Servicio de Hematología y Oncología Médica, Centro Regional de Hemodonación, Hospital Universitario Morales Meseguer, IMIB-Arrixaca, Red CIBERER CB15/00055, 30003 Murcia, Spain.
Grado de Medicina, Universidad Católica San Antonio (UCAM), Campus de los Jerónimos, 30107 Murcia, Spain.
Int J Mol Sci. 2019 Jul 16;20(14):3484. doi: 10.3390/ijms20143484.
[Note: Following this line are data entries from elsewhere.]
PR #1193, opened 2022-10-27
add option to specify min_chunk_size as dict

michelwi:
If we have dataset keys with different length specify chunk_size and chunk_step as dicts we might also want to specify the min_chunk_size as a dict with different sizes per key.

### DIFF
--- a/returnn/datasets/basic.py
+++ b/returnn/datasets/basic.py
@@ -134,10 +134,7 @@ class Dataset(object):
     self._num_timesteps = 0
     self._num_seqs = 0
     self._estimated_num_seqs = estimated_num_seqs
-    if isinstance(min_chunk_size, int):
-      self.min_chunk_size = NumbersDict(broadcast_value=min_chunk_size)
-    else:
-      self.min_chunk_size = NumbersDict(min_chunk_size)
+    self.min_chunk_size = NumbersDict(min_chunk_size)
     self.chunking_variance = chunking_variance
     self.chunk_size, self.chunk_step, self.custom_chunking_func = self._parse_chunking(chunking)
     if isinstance(context_window, (tuple, list)):
--- a/returnn/datasets/basic.py
+++ b/returnn/datasets/basic.py
@@ -54,7 +54,7 @@ class Dataset(object):
     set_or_remove("chunking", config.opt_typed_value("chunking", None))
     set_or_remove("seq_ordering", config.value("batching", None))
     set_or_remove("shuffle_frames_of_nseqs", config.int('shuffle_frames_of_nseqs', 0) or None)
-    set_or_remove("min_chunk_size", config.int('min_chunk_size', 0) or None)
+    set_or_remove("min_chunk_size", config.opt_typed_value('min_chunk_size', 0) or None)
     set_or_remove("chunking_variance", config.float("chunking_variance", 0))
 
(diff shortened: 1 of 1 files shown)


returnn/datasets/basic.py
```diff
@@ -134,7 +134,10 @@ def __init__(self, name=None,
     self._num_timesteps = 0
     self._num_seqs = 0
     self._estimated_num_seqs = estimated_num_seqs
-    self.min_chunk_size = min_chunk_size
+    if isinstance(min_chunk_size, int):
+      self.min_chunk_size = NumbersDict(broadcast_value=min_chunk_size)
+    else:
+      self.min_chunk_size = NumbersDict(min_chunk_size)
```
albertz, line 140:
```suggestion
    self.min_chunk_size = NumbersDict(min_chunk_size)
```

returnn/datasets/basic.py
```diff
@@ -951,8 +954,9 @@ def iterate_seqs(self, recurrent_net=True, used_data_keys=None):
           if chunk_step[key] == chunk_step[default_key]:
             raise Exception("Chunking with multiple data-keys of different length: %r" % length)
           else:
-            limit = limit_default = 1
-            if self.min_chunk_size == chunk_size[default_key]:
+            limit = self.min_chunk_size[key] or 1
+            limit_default = self.min_chunk_size[default_key] or 1
+            if self.min_chunk_size[default_key] == chunk_size[default_key]:
```
albertz, line 959: Hm, this code seems somehow wrong to me...
But not just due to your change, but already before.
Or does it make sense for you?
I also mean specifically the two lines below:
```python
limit = chunk_size[key]
limit_default = chunk_size[default_key]
```

I see also a somewhat strange edit history for this.
I very roughly remember that I did this for Tobias, but not sure anymore. Maybe also @vieting.

Who exactly uses `min_chunk_size`? I think in all my setups, it's 0 anyway.

albertz: If we remove this `if` including its code, is it correct then?

michelwi: This only makes sense to me, if indeed the data-keys had different length and then 
`min_chunk_size == chunk_step` for the default key implies "always full chunks for all keys"

I have kept this only for preserving the old behavior and existing setups. We can indeed get the same behavior with my proposed change if the `min_chunk_size` is set to `chunk_step` for each data-key.

I would be fine with removing this if and its code.

albertz: Before your change, `min_chunk_size` was anyway for all keys.

After your change, you also fixed the `limit` above. So in any case the logic here is different now. But it looks more correct.

I think we should remove this `if` and its code.

Anyway, this whole code here is only to perform the sanity check, for nothing else.

returnn/datasets/basic.py
```diff
@@ -951,8 +951,9 @@ def iterate_seqs(self, recurrent_net=True, used_data_keys=None):
...
               limit = chunk_size[key]
               limit_default = chunk_size[default_key]
```
michelwi, line 958:
```suggestion
```

returnn/datasets/basic.py
michelwi: ok, it is removed now.

albertz (approved):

Platelets are anuclear cells with a short lifespan that play an essential role in many pathophysiological processes, including haemostasis, inflammation, infection, vascular integrity, and metastasis. Billions of platelets are produced daily from megakaryocytes (platelet precursors). Despite this high production, the number of circulating platelets is stable and, under resting conditions, they maintain their typical discoid shape thanks to cytoskeleton proteins. The activation of platelets is associated with dynamic and rapid changes in the cytoskeleton. Two cytoskeletal polymer systems exist in megakaryocytes and platelets: actin filaments and microtubules, based on actin, and α- and β-tubulin heterodimers, respectively. Herein, we will focus on platelet-specific tubulins and their alterations and role of the microtubules skeleton in platelet formation (thrombopoiesis). During this process, microtubules mediate elongation of the megakaryocyte extensions (proplatelet) and granule trafficking from megakaryocytes to nascent platelets. In platelets, microtubules form a subcortical ring, the so-called marginal band, which confers the typical platelet discoid shape and is also responsible for changes in platelet morphology upon activation. Molecular alterations in the gene encoding β1 tubulin and microtubules post-translational modifications may result in quantitative or qualitative changes in tubulin, leading to altered cytoskeleton reorganization that may induce changes in the platelet number (thrombocytopenia), morphology or function. Consequently, β1-tubulin modifications may participate in pathological and physiological processes, such as development.
血小板是一种无核细胞,寿命较短,但在许多病理生理过程中起着至关重要的作用,包括止血、炎症、感染、血管完整性和转移。每天有数十亿个血小板由巨核细胞(血小板前体)产生。尽管产量如此之高,但循环血小板的数量仍然保持稳定,在休息状态下,由于细胞骨架蛋白的存在,它们保持典型的圆盘形状。血小板的激活与细胞骨架的动态和快速变化有关。巨核细胞和血小板中有两种细胞骨架聚合物系统:基于肌动蛋白的肌动蛋白丝和微管,以及α和β-微管蛋白异二聚体。在此,我们将重点介绍血小板特异性微管及其改变以及微管骨架在血小板形成(血小板生成)中的作用。在此过程中,微管介导巨核细胞延伸(血小板前体)的伸长和颗粒从巨核细胞向新生血小板的运输。在血小板中,微管形成一个亚皮质环,即所谓的边缘带,赋予血小板典型的圆盘形状,并负责血小板激活时形态的变化。β1 微管蛋白编码基因的分子改变和微管的翻译后修饰可能导致微管的定量或定性变化,导致细胞骨架重新排列的改变,从而可能导致血小板数量(血小板减少症)、形态或功能的改变。因此,β1 微管蛋白的修饰可能参与病理和生理过程,如发育。